Свет, по-видимому, раздражал его, так что Валнетти поспешно задул огонёк. Врач сразу же почувствовал облегчение, но у него перед глазами все ещё стояло омерзительное существо, словно отпечатанное во тьме.
– Помогите, – послышался леденящий душу рык; в этом слове, искаженном изуродованным языком, чувствовалось ещё что-то – похороненное глубоко внутри человека, которым он когда-то был: акцент.
– Что ж… я хочу сказать, – забормотал Валнетти, – вы приняли верные меры. – Как всегда, испытывая страх, он прятался за лестью. – Оливковое масло – самое эффективное средство от ожогов.
Свой собственный голос показался ему тонким и высоким, как писк летучей мыши. Он попятился. Валнетти бы с радостью отказался от денег, только бы выбраться из этого ада.

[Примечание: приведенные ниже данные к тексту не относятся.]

PR #1290, opened 2024-05-20
Spec Flexible Contributions Filtering

agarant:
Fixes: https://github.com/WICG/attribution-reporting-api/issues/1291

***
<a href="https://pr-preview.s3.amazonaws.com/agarant/attribution-reporting-api/pull/1290.html" title="Last updated on Jun 14, 2024, 7:02 PM UTC (6b60132)">Preview</a> | <a href="https://pr-preview.s3.amazonaws.com/WICG/attribution-reporting-api/1290/bf3f812...agarant:6b60132.html" title="Last updated on Jun 14, 2024, 7:02 PM UTC (6b60132)">Diff</a>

– Надо найти зелёную даму, – послышалось из тьмы. Существо говорило, запинаясь, но вполне ясно.
Валнетти замер.
– Нести… смерть.
Крошечные глаза Валнетти блеснули. Неужели они с Саламандрой преследовали одну цель?
– Вы ищете её?
– Дорога.
Валнетти пришлось уточнить.
– Вы ищете даму в зелёном, вы несёте смерть и хотите встать на ноги, чтобы добраться до неё?
Существо в ванной кивнуло.
– Расскажешь, убью.
Валнетти хмыкнул, ведь Саламандра едва мог приподняться в своём масляном корыте, но существо зашипело на него из тьмы, и этот ужасающий звук заставил его прикусить язык.
– Я помогу вам, – сказал он поспешно. – Мне известно, где она. Я принесу вам опий, который заглушит боль в пути. Я подготовлю носилки, которые доставят вас к каналу, где будет ждать лодка. Но это обойдется вам…, – он задумался, прикидывая, сколько потребовать, – …в тридцать султани.
Существо снова кивнуло.
Валнетти услужливо наклонился к Саламандре, настолько близко, насколько хватило решимости – чтобы сообщить ему, где живёт дама в зелёном. Так даже лучше – позволить этому существу уладить его проблемы. Пусть Саламандра позаботиться о зелёной ведьме и уничтожит её. Это будет намного удобнее. И хлопот меньше, чем если бы пришлось выдвигать обвинения против Касона в Совете. Несмотря на физическую немощь Саламандры, Валнетти ни капли не сомневался в том, что существо выполнит свой план, прежде чем позволит себе умереть. Только это и поддерживало жизнь в его тлеющем теле.
Когда Валнетти покидал гниющий дом, чтобы подготовить всё необходимое, у него было легко на душе. Саламандра предложил ему возможность повергнуть Касона с его колдуньей, не замарав рук и с минимальной волокитой, которая была одной из самых утомительных особенностей Венеции.
Сёстры первыми покинули остров; за ними последовала череда отъездов.
Одна за другой семьи возвращались в свои дома, чтобы возобновить прерванную жизнь в Венеции, в квартале Мираколи. Только семья Трианни всё ещё оставалась на острове – по особой причине.